How do I do the last part about length?

Given your vector ##a##, then if ##\lambda>0## is a real number, then ##\lambda a## lies in the same direction of ##a##. So your answer will be ##\lambda a##. Your only job is to figure out what ##\lambda## is exactly.

You want ##\|\lambda a\| = 8##. Can you figure out what ##\lambda## is now?

yep got the answer as (8/sqrt 66 , 56/sqrt 66 , -32/sqrt 66)

Right!

## What is magnitude?

Magnitude refers to the size or quantity of a vector or physical quantity. It is represented by a numerical value and a unit, such as meters or kilograms.

## What are unit vectors?

Unit vectors are vectors with a magnitude of 1 and are used to indicate direction. They are typically represented by a lowercase letter with a caret (^) above it, such as ĵ for the unit vector in the y direction.

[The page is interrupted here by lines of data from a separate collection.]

PR #9301, opened 2020-05-26
Json vs HCL2 parity refactor

SwampDragons:
refactor so that json and hcl2 templates are both prepared in the same place in the build call, to make code easier to reason about. 

Unrelated single line change to remove overly verbose error output which isn't useful in vast majority of cases

### DIFF
--- a/hcl2template/types.packer_config.go
+++ b/hcl2template/types.packer_config.go
@@ -363,6 +363,12 @@ func (cfg *PackerConfig) GetBuilds(opts packer.GetBuildsOptions) ([]packer.Build
 			// we did all the prep here.
 			_, err := pcb.Prepare()
 			if err != nil {
+				diags = append(diags, &hcl.Diagnostic{
+					Severity: hcl.DiagError,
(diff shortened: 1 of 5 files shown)


SwampDragons:
Tests are failing because of a ton of test assumptions that this invalidates; I am going to have to spend some time fixing tests.

hcl2template/types.packer_config.go
```diff
@@ -359,6 +359,13 @@ func (cfg *PackerConfig) GetBuilds(opts packer.GetBuildsOptions) ([]packer.Build
 				PostProcessors: pps,
 				Prepared:       true,
 			}
+			// Prepare just sets the "prepareCalled" flag on CoreBuild, since
+			// we did all the prep here.
+			_, err := pcb.Prepare()
+			if err != nil {
```
azr, line 365: I think we should may be raise a diagnostic here in that case.

azr: I'll add that and merge 🙂

PR #9303, opened 2020-05-27
Unit tests for the driver_parser.go functionality of the vmware builder

### LINKED ISSUE #8528: Unable to establish a SSH connection following reboot due to change of IP
#### Overview of the Issue

Packer is unable to establish a SSH connection after the installer has completed and the instance has been rebooted. This occurs because the IP address assigned to the instance by the DHCP server changes following the reboot. Packer determines the IP address it should connect to at the start of the build and never picks up on the fact the instance has been assigned a new address. 

The issue only seems to manifest itself when building Debian 10 and using the VMware ISO builder - perhaps because of the newly introduced 'default-uid' used by the DHCP client (see below)? However, I'm fairly confident that DHCPD servers do not _have_ to provide an instance with the same IP address as leased previously. The current logic built in to Packer does not allow for this possibility.

I am able to connect to the instance manually. The same template works fine with Virtualbox 6.0.14. Note that Debian 9 works with both VMware and Virtualbox.

#### Reproduction Steps

Run the template referenced below.

The Debian ISO used in the build can be downloaded [HERE](https://cdimage.debian.org/debian-cd/current/amd64/iso-cd/debian-10.2.0-amd64-netinst.iso)

### Packer version

Packer v1.5.1-dev (66445ecd2)

See the `debian-10.json` template [HERE](https://github.com/DanHam/packer-testing/tree/master/vmware-dhcp)

```
$ sw_vers
ProductName:    Mac OS X
ProductVersion: 10.14.6
BuildVersion:   18G2022
```

VMware Fusion Professional Version 8.5.10 (7527438)

While the installer is running the contents of the VMware DHCPD leases file (`/var/db/vmware/vmnet-dhcpd-vmnet8.leases`) is as follows:

```
# All times in this file are in UTC (GMT), not your local timezone.   This is
# not a bug, so please don't ask about it.   There is no portable way to
# store leases in the local timezone, so please don't request this as a
# feature.   If this is inconvenient or confusing to you, we sincerely
# apologize.   Seriously, though - don't ask.
# The format of this file is documented in the dhcpd.leases(5) manual page.

lease 172.16.83.128 {
        starts 5 2019/12/20 18:18:22;
        ends 5 2019/12/20 18:48:22;
        hardware ethernet 00:0c:29:b6:82:7a;
        uid 01:00:0c:29:b6:82:7a;
}
```

Once the installer has completed and the instance has rebooted the DHCPD leases file has a new entry with the same MAC address. Note the addition of the `uid` field in the second entry. Clearly, the VMware DHCPD implementation has decided that this is a 'new' machine that needs a new address:

```
# All times in this file are in UTC (GMT), not your local timezone.   This is
# not a bug, so please don't ask about it.   There is no portable way to
# store leases in the local timezone, so please don't request this as a
# feature.   If this is inconvenient or confusing to you, we sincerely
# apologize.   Seriously, though - don't ask.
# The format of this file is documented in the dhcpd.leases(5) manual page.

lease 172.16.83.128 {
        starts 5 2019/12/20 18:18:22;
        ends 5 2019/12/20 18:48:22;
        hardware ethernet 00:0c:29:b6:82:7a;
        uid 01:00:0c:29:b6:82:7a;
}
lease 172.16.83.129 {
        starts 5 2019/12/20 18:22:19;
        ends 5 2019/12/20 18:52:19;
        hardware ethernet 00:0c:29:b6:82:7a;
        uid ff:29:b6:82:7a:00:01:00:01:25:8f:cd:da:00:0c:29:b6:82:7a;
        client-hostname "localhost";
}
```

Meanwhile, Packer continues attempting to connect to the address parsed from the leases file when the initial IP address was requested by the installer (172.16.83.128). The following snippet from the logs shows the change in message before and after the reboot of the instance. 

```
2019/12/20 18:22:04 packer-builder-vmware-iso plugin: [DEBUG] TCP connection to SSH ip/port failed: dial tcp 172.16.83.128:22: connect: connection refused
2019/12/20 18:22:24 packer-builder-vmware-iso plugin: [DEBUG] TCP connection to SSH ip/port failed: dial tcp 172.16.83.128:22: i/o timeout
``` 

The first message is displayed when the installer is running - the correct address has been recorded but the SSH daemon is not running so we get a connection refused error.

The second message is displayed post reboot when the instance has obtained a different IP address - this time 172.16.83.129. However, Packer continues to attempt to connect on the first address as it assumes the address assigned to an instance will remain the same across reboots - in other words it only parses the leases file once at the beginning of the run. Clearly, Packer will never be able to connect as the IP address is now different.

If I manually SSH into the instance I am able to view the instances dhclient leases file:

```
$ cat /var/lib/dhcp/dhclient.eth0.leases
default-duid "\000\001\000\001%\217\315\332\000\014)\266\202z";
lease {
  interface "eth0";
  fixed-address 172.16.83.129;
  option subnet-mask 255.255.255.0;
  option routers 172.16.83.2;
  option dhcp-lease-time 1800;
  option dhcp-message-type 5;
  option domain-name-servers 172.16.83.2;
  option dhcp-server-identifier 172.16.83.254;
  option broadcast-address 172.16.83.255;
  option netbios-name-servers 172.16.83.2;
  option domain-name "localdomain";
  renew 5 2019/12/20 18:35:49;
  rebind 5 2019/12/20 18:48:35;
  expire 5 2019/12/20 18:52:20;
}
```

arizvisa:
These are unit-tests for builder/vmware/common/driver-parser.go. The only ones I couldn't write were the VMware Fusion ones due to not having access to what the networking file sample is supposed to look like.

## Why do we use unit vectors?

Unit vectors are useful because they allow us to decompose a vector into its directional components. They also simplify calculations, as the magnitude of a vector can be multiplied by the unit vector to determine the component in that direction.

## How do we solve for unknown variables in equations involving magnitude and unit vectors?

To solve for unknown variables, we can use algebraic manipulation to rearrange the equation and isolate the unknown variable. We can also use the properties of vectors, such as the commutative and associative properties, to simplify calculations.

## What are some common physical quantities that have magnitude and unit vectors?

Some common physical quantities that have magnitude and unit vectors include displacement, velocity, acceleration, and force. These quantities are often described in terms of their magnitude and direction, which can be represented by unit vectors.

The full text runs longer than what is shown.